Several large studies have confirmed the association between anaemia and cardiac morbidity in patients with coronary artery disease. Carson and colleagues18 retrospectively studied 1958 patients who refused blood transfusion during major surgery. For patients with known cardiovascular disease, but not for those without, there was an interaction between the presence of preoperative anaemia and increased risk of death, which increased progressively from a haemoglobin value of 10 g dl–1 downwards. Another analysis of 4470 critically ill patients in Canadian ICUs found that in patients with cardiac disease there was a trend toward an increased mortality when haemoglobin values were <9.5 g dl–1 compared with anaemic patients with other diagnoses.19 It is difficult to exclude the effect of confounding variables in these cohort studies, but their conclusions are supported by a prospective case‐controlled study in 27 patients undergoing peripheral vascular surgery.20 The authors examined the relation between postoperative ischaemic cardiac complications and anaemia and found that a haematocrit of 0.28 (haemoglobin concentration about 9 g dl–1) best predicted the chance of complications. These studies all suggest that a transfusion trigger of 9–10 g dl–1 is more appropriate than lower haemoglobin concentrations in patients with coronary artery disease. However, these studies represent, at best, level‐3 evidence and do not exclude the possibility that higher or lower haemoglobin values are optimal in specific patient subgroups.

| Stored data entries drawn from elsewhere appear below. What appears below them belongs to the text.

PR #29895, opened 2026-08-16
fix(build): repair broken Python, PHP and Go base builds on master

carlotestor:
## Summary

Every push to `master` is currently failing the **Python**, **PHP** and **Go** build jobs. These are compile/base-test failures in ~1–4 minutes, not live-exchange flakiness.

New assertions were added to `ts/src/pro/test/base/test.cache.ts`, and the TypeScript base was updated to satisfy them — but the hand-written Python, PHP and Go bases were not. CI regenerates the per-language test files from that TS source on every run, so each lane picks up assertions its base cannot satisfy.

Examples: [Python 31921453158](https://github.com/ccxt/ccxt/actions/runs/31921453158), [PHP 31921453163](https://github.com/ccxt/ccxt/actions/runs/31921453163), [Go 31921453026](https://github.com/ccxt/ccxt/actions/runs/31921453026).

### Python / PHP — job `build`, step `Run Base Ws Tests`

```
[TEST_FAILURE] <class 'AssertionError'>
  File "python/ccxt/pro/test/base/test_cache.py", line 794, in test_ws_cache
    assert equals(cache_short_ohlcv, [[100, 9, 9]])
```
```
[TEST_FAILURE] [AssertionError] assert(equals($cache_short_ohlcv, [[100, 9, 9]]))
php/pro/test/base/test_cache.php:792
```

`ArrayCacheByTimestamp.append()` merged a shorter OHLCV update field-wise over the cached row, so the previous candle's trailing values survived: `[100,1,2,3,4,5]` followed by `[100,9,9]` yielded `[100,9,9,3,4,5]`. `Cache.ts` already truncates with `reference.length = item.length`; this mirrors that by replacing the row contents in place, so it keeps its identity and its position in the deque.

PHP `ArrayCacheBySymbolById` additionally never dropped an emptied outer hashmap bucket on eviction (Python already did), leaking one empty array per short-lived symbol for the process lifetime.

### Go — job `build`, step `Build tests`

```
# github.com/ccxt/tests/base/cache
tests/base/cache/cache.go:821:52: too many arguments in call to NewArrayCacheByTimestamp
	have (number)
	want ()
tests/base/cache/cache.go:845:20: undefined: NewArrayCacheByOutcomeById
tests/base/cache/cache.go:912:23: undefined: ObjectKeys
```

The regenerated test builds a maxSize-limited `new ArrayCacheByTimestamp (3)` and uses two symbols the hand-written shim `go/tests/base/cache/helper.go` never exposed, even though both already exist in `go/v4`. Beyond the compile break, `ArrayCacheByTimestamp.Append` iterated the **cached** row's indices while indexing the **incoming** one, so the shorter-update case panicked with index out of range before it could even be asserted on.

## Changes

Source only — no generated dumps. CI regenerates `test_cache.py` / `test_cache.php` / `cache.go` itself.

- `python/ccxt/async_support/base/ws/cache.py` — replace the row instead of merging over it
- `php/pro/ArrayCacheByTimestamp.php` — same, through the reference that the hashmap and deque share
- `php/pro/ArrayCacheBySymbolById.php` — drop the emptied outer bucket on eviction
- `go/tests/base/cache/helper.go` — variadic timestamp wrapper; forward `NewArrayCacheByOutcomeById` / `ObjectKeys`
- `go/v4/exchange_cache.go` — fix the out-of-range merge, evict the hashmap entry with the candle, reset indexes in `Clear()`, stringify nesting keys so integer order ids match
- `go/v4/exchange_helpers.go` — positional `GetValue` into a cache (10 lines, additive)
- `python/ccxt/pro/test/base/test_cache_python.py`, `php/pro/test/base/test_cache_php.php` — the two hand-written language-specific probes asserted the old stale-tail behaviour

Mutexes, C# locks and Java `synchronized` are untouched; `ArrayCache` is not replaced.

## Verification

Every failure was first **reproduced verbatim on unmodified master** after regenerating the tests from TS the way CI does, then re-run with the fix. Real exit codes:

| Command | Before | After |
|---|---|---|
| `go build -o tests.bin ./tests/main.go` (the red step) | 1 (3 errors above) | **0** |
| `go build -C go ./v4` / `./v4/pro` / `./v4/prediction` | 0 | **0** |
| `go test -C go -count=1 ./v4` | 0 | **0** |
| `go vet -C go ./v4` / `./v4/pro` | 0 | **0** |
| `tests.bin --baseTests --ws` | panic / assert | **0** — `Base WS tests passed!` |
| Python base ws (`tests_init.py --baseTests --ws`) | 1 at `test_cache.py:794` | **0** |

Support for a haemoglobin transfusion threshold nearer 10 g dl–1 for patients with severe coronary disease comes from a recent large retrospective cohort study in 79 000 patients aged >65 yr with acute myocardial infarction.21 The authors found an association between RBC transfusion and lower 30‐day mortality for patients with an admission haematocrit <0.33 (about 11 g dl–1), but not above this level. Anaemia is an independent risk factor for reduced survival in patients with cardiac failure, and in a small randomized controlled trial in 32 patients with severe congestive cardiac failure, correction of mild anaemia (haemoglobin 10–11.5 g dl–1) with erythropoietin improved functional status and resulted in a non‐significant reduction in mortality.22 It makes medical sense that ‘not all patients with ischaemic heart disease are the same’, and those with severe disease may need to be treated differently from those in whom disease is mild or stable. At present there are no simple criteria, other than regular clinical assessment, that reliably identify patients with differing levels of tolerance of anaemia.

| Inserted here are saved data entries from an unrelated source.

PR #29896, opened 2026-08-16
test(ticker): assert change and percentage against the identities the Manual defines

mkzung:
The Manual defines these two against each other and nothing checks it:

    'change':     absolute change, `last - open`
    'percentage': relative change, `(change/open) * 100`

`testTicker` already asserts structure, timestamps, that prices are above zero, that `last == close`, and that `baseVolume * [low, high]` brackets `quoteVolume`. A parser that fills `percentage` from a field carrying a ratio, or from one measuring a different window, produces a ticker that contradicts itself while all of those pass. That is the shape of a dozen fixes merged here since July.

Measured over every committed fixture before writing it. 136 tickers carry the fields. Nothing fails `change`, and `percentage` fails only on bitget, which gets a skip naming why rather than a guessed fix: its `open` 72170.63 with `lastPr` 73369.13 is +1.66% while `change24h` 0.0232 becomes 2.32, and its `openUtc` 71449.9 with `changeUtc24h` 0.02686 agrees with itself, so ccxt is reading one field from each of two self-consistent pairs.

On tolerances. `safeTicker` derives `change` from `open` and `last` when the exchange omits it, so the value carries float residue past any real precision: latoken reports 1190.9514953271027 against a true 1190.9514953271. Reading the window off the value's own decimals, the way the quoteVolume check above does, fails latoken, lbank and paradex. It is a part per million of the price instead, which the worst legitimate gap in the fixture set clears by nine orders of magnitude. For `percentage` it is one part in fifty plus a floor of 0.01, because exchanges round what they report; the worst passing case uses 84% of that.

This stacks on #29894, without which kucoin fails the same check for the reason that PR fixes.

Of the 16 exchanges with no response fixture, twelve set neither field, two set one, and only btcturk can trip this. Its own documented sample is self-consistent, `last` 462485 against `open` 456915 being exactly the 5570 it reports.

### DIFF
--- a/ts/src/test/Exchange/base/test.ticker.ts
+++ b/ts/src/test/Exchange/base/test.ticker.ts
@@ -142,6 +142,40 @@ function testTicker (exchange: Exchange, skippedProperties: object, method: stri
             assert (Precise.stringLe (quoteVolume, baseHigh), 'quoteVolume should be <= baseVolume * high' + logText);
         }
     }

The only large randomized study that has considered transfusion triggers for a non‐cardiac surgery population of perioperative or critically ill patients with coronary artery disease was a retrospective subgroup analysis of the TRICC randomized controlled trial dataset, in which the transfusion trigger was either <7 g dl–1 or <10 g dl–1.23 The authors identified 357 patients who had ‘cardiovascular disease’ as a primary or secondary ICU admission diagnosis and found no difference in outcome [difference in 30‐day mortality 0.3%; confidence interval (CI) –8.4% to 9.1%]. However, the authors also examined the 257 patients who were known to have ischaemic heart disease from ICU admission diagnoses and listed comorbidity. For these patients, the difference in 30‐day mortality was –4.9% (95% CI –15.3% to 5.6%), with a non‐significant trend towards better outcome in patients whose haemoglobin concentration was kept above 10 g dl–1 (P=0.3). This subgroup analysis should be interpreted cautiously, however. It suggests that large differences in 30‐day mortality did not occur between the transfusion strategies, but does not exclude clinically important differences. There is also no information about the severity of the cardiac disease. To complicate matters further, it is important to remember that patients in the TRICC study received non‐leucodepleted RBCs. Results might be different with the current RBC product, because the infusion of donor leucocytes with the red cells, or the infusion of RBCs modified by storage in the presence of leucocytes, may have adverse effects on outcome.224–26 It is also not known if the TRICC data are applicable to perioperative patients with less severe or no organ failure, or if specific subgroups of patients with ischaemic heart disease behave differently.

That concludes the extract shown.